◆ **What the task asks**
Only the number is requested. Tally the lines of the data that hold the string "widget".

◆ **Records for the task**
PR #3304, opened 2016-05-13
fix(bootstrap.sh):Re-add /usr/local/locallibs

linux-modder:
Somewhere in the  optimization of bootstrap.sh recently  the  following line as removed:

> ```
> echo '/usr/local/lib/' | sudo tee -a /etc/ld.so.conf.d/locallib.conf
> ```

This  commit  reverts that omission so  a  compile  works properly  after  a  sudo make install && qtox &

### DIFF
--- a/bootstrap.sh
+++ b/bootstrap.sh
@@ -170,8 +170,8 @@ if [[ $INSTALL_TOX = "true" ]]; then
         make install
     else
         sudo make install
-    echo '/usr/local/lib/' | sudo tee -a /etc/ld.so.conf.d/locallib.conf
-	sudo ldconfig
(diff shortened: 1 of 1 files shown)


zetok:
> Somewhere in the optimization of bootstrap.sh recently the following line as removed:

Err, it was never included in the first place.

bootstrap.sh
```diff
@@ -170,7 +170,8 @@ if [[ $INSTALL_TOX = "true" ]]; then
         make install
     else
         sudo make install
-        sudo ldconfig
+    	echo '/usr/local/lib/' | sudo tee -a /etc/ld.so.conf.d/locallib.conf
+	sudo ldconfig
```
zetok, line 174: Could you fix indentation?

linux-modder, line 174: yeah sorry

PR #3305, opened 2016-05-14
fix(profile): change password buttons behaviour

### LINKED ISSUE #3300: [UI] Profile - show/hide "x password" button
##### Brief Description

OS: Windows 7 32
qTox version: v1.4.0-68-g8d225a8
Commit hash: 8d225a8
Qt: 5.5.1
…

Reproducible: Always
##### Steps to reproduce
1. In "profile" window, look at "profile" section.
##### Observed Behavior

"Remove Password" and "Change Password" is always there.
##### Expected Behavior

if tox-profile-isEncrypted === true then show ("Remove Password" and "Change Password")
else show ("Set new password")
hide else
fi

a68366:
When profile is encrypted:

Not encrypted:

Closes #3300

### DIFF
--- a/src/widget/form/profileform.cpp
+++ b/src/widget/form/profileform.cpp
@@ -393,15 +393,15 @@ void ProfileForm::onLogoutClicked()
 
 void ProfileForm::setPasswordButtonsText()
 {
-    if (!Nexus::getProfile()->isEncrypted())
-    {
-        bodyUI->changePassButton->setText(tr("Set profile password", "button text"));
-        bodyUI->deletePassButton->setVisible(false);
-    }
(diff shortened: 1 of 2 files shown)


src/widget/form/profileform.cpp
```diff
@@ -389,6 +391,20 @@ void ProfileForm::onLogoutClicked()
     nexus.showLogin();
 }
 
+void ProfileForm::setPasswordButtonsText()
+{
+    if (!Nexus::getProfile()->isEncrypted())
```
zetok: `!` is unnecessary – simply change placement of statements.

PR #3308, opened 2016-05-15
fix(bootstrap.sh):Re-add /usr/local/locallibs--spacing should be fixed now)

linux-modder:


antis81:
@linux-modder You deleted the file and I doubt this is what you intended, right? Further, please cleanup and squash your branch into a single commit? In your case, you also need to "reword" ad3d035 with message of 3dc1699.

sudden6:
close since implemented in #3402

◆ **Solution**
3